高琪也帮着给其他病房的人分发完饭菜了,她们在家里已经简单吃过了,坐在一旁安静看着他们吃饭。
唐向学兄弟俩吃得津津有味,吃了大半填肚子后,才开口和她们聊天“芸姑姑,夕雾姐姐什么时候回来啊?”
“下午就能到,原本是两点半到京都,估摸着又会晚点的。”
柳夕雾两天多前从羊城出发回来时就打了电话,那边的事情办得非常顺利,忙完就赶回来了。

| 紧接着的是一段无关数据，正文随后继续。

PR #811, opened 2020-01-07
modifying pagination to work with lots of blog pages

### LINKED ISSUE #600: Pagination doesn't line wrap
See: https://www.cubecobra.com/cube/blog/19h

joshfinnie:
This updates the pagination component to handle a lot of pages...

Closes #600 

image

### DIFF
--- a/src/components/Paginate.js
+++ b/src/components/Paginate.js
@@ -1,29 +1,112 @@
+/* eslint-disable react/jsx-filename-extension */
 import React from 'react';
 
 import { Pagination, PaginationItem, PaginationLink } from 'reactstrap';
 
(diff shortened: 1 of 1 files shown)


src/components/Paginate.js
```diff
@@ -1,29 +1,112 @@
+/* eslint-disable react/jsx-filename-extension */
```
phulin: I was assuming that we'd either move all the files or turn this on repo-wide once we get there.

joshfinnie: @phulin yea, I think I just have a must more strict lint notifier... I can remove this if it's seen as noise.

等他们这边全吃完饭后,柳佩芸去各间病房里探望了一圈,陪着大家都聊了几句,这才提着一大包空盒回家去。
两点钟,夏少凡从外边赶回来了,一进屋就道“佩芸,等会儿我去接夕雾。”
“你公司事情很多,忙你的就行,我刚正要安排小琪过去接她们了。”柳佩芸起身给他泡了杯热茶,还将桌下的炉火给揭开,让他先暖和下身子。
“今天的工作都已经忙完了,我去接她。”夏少凡巴不得找各种机会和女儿亲近关系,当然不会错过这种好机会了。

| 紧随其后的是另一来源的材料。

PR #817, opened 2020-01-08
Feature 792

### LINKED ISSUE #792: Card Links in Deck Page
As a user, I would like to be able to click on cards in a user's deck, and in the bot 'decks' to view that card's page

dekkerglen:
fixes #792
Also fixed a bug where anonymous decks can't be rebuilt, and removed the number above the column during the draft when the column count is not > 0

### DIFF
--- a/src/components/ImageFallback.js
+++ b/src/components/ImageFallback.js
@@ -13,17 +13,7 @@ const ImageFallback = ({ src, fallbackSrc, innerRef, ...props }) => {
     setFallback(false);
   }, [src]);
 
-  return (
-    <>
-      {props.cardid ? (
-        <a href={'/tool/card/' + props.cardid}>
-          <img src={fallback ? fallbackSrc : src} onError={handleError} ref={innerRef} {...props} />
-        </a>
-      ) : (
-        <img src={fallback ? fallbackSrc : src} onError={handleError} ref={innerRef} {...props} />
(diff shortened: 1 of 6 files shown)


src/components/ImageFallback.js
```diff
@@ -13,7 +13,17 @@ const ImageFallback = ({ src, fallbackSrc, innerRef, ...props }) => {
...
+    <>
+      {props.cardid ? (
+        <a href={'/tool/card/' + props.cardid}>
+          <img src={fallback ? fallbackSrc : src} onError={handleError} ref={innerRef} {...props} />
+        </a>
+      ) : (
+        <img src={fallback ? fallbackSrc : src} onError={handleError} ref={innerRef} {...props} />
+      )}
+    </>
+  );
```
phulin: This is supposed to be a generic component that is not necessarily specialized to card images. Can you add this to the `CardImage` component instead? Sorry to be a pain but i want to keep the basic components clean if possible

src/components/WithAutocard.js
```diff
@@ -28,6 +28,7 @@ const withAutocard = (Tag) =>
     back = back || card.details.image_flip;
     return (
       <Tag
+        cardid={card.cardID}
```
phulin: Can get rid of this one too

“行,那你两点二十再出发吧,先在家里稍微休息会儿。”
夏少凡喝了一口茶,问她“佩林回来过吗?”
“没有。”柳佩芸摇头,弟弟今天天没亮就去公司里了,配合着公安局调查,还要检查公司里的情况,直到现在都没回来。
夏少凡拿起电话机话筒,拨通了运输公司电话,没人接。他又拨了一回,还是没人接,只好挂了。

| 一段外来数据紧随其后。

PR #820, opened 2020-01-08
Add card filters to custom drafts.

### LINKED ISSUE #433: Custom draft format with filter syntax
As a user, I would like to be able to use filter syntax to create my custom draft format. There should be a toggle to turn on the filter syntax, so the existing formats don't break.

RKelln:
Closes #433 

Adds card filter support for custom drafts but retain backwards compatibility (i.e. anything without filter syntax is assumed to be a tag and * still works for any card).

Tests still to come.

“少凡,你调查了冯潇潇没,跟她有没有关系?”柳佩芸很在意这事。
夏少凡摇头“应该跟她没关系。我派人去调查了,她自从婚礼上被老彭的女儿彭景阳泼了染料后一直没在外边露过面。她和老彭住在外边单独买的房子里,前些日子人生病了都是请了医生过去看病的,根本没出过门,平时家里需要的生活用品都是保姆出来购买,也从来没陪老彭去参加过各种应酬。我还派人去找了给她治病的医生查问她的情况,医生说她精神状态特别不好,身体也有些小问题,现在呆在家里吃药休养。”
“既然不是她,那又会是谁呢?”柳佩芸叹了口气。
夏少凡又喝了一口茶,猜测道“我觉得是何雪洁的可能性比较大。”
柳佩芸抬起头来,面色再度凝重了起来,其实她心里也有这样的猜测,咬牙切齿道“她自己肯定没这本事的,十有是花钱找人干的。”
夏少凡没接话,运输公司四周都砌了两米多高的围墙,普通人很难爬进去,而那种常年偷鸡摸狗翻墙干坏事的人却能轻松办到的。而这类人只要有钱,他们什么都愿意干。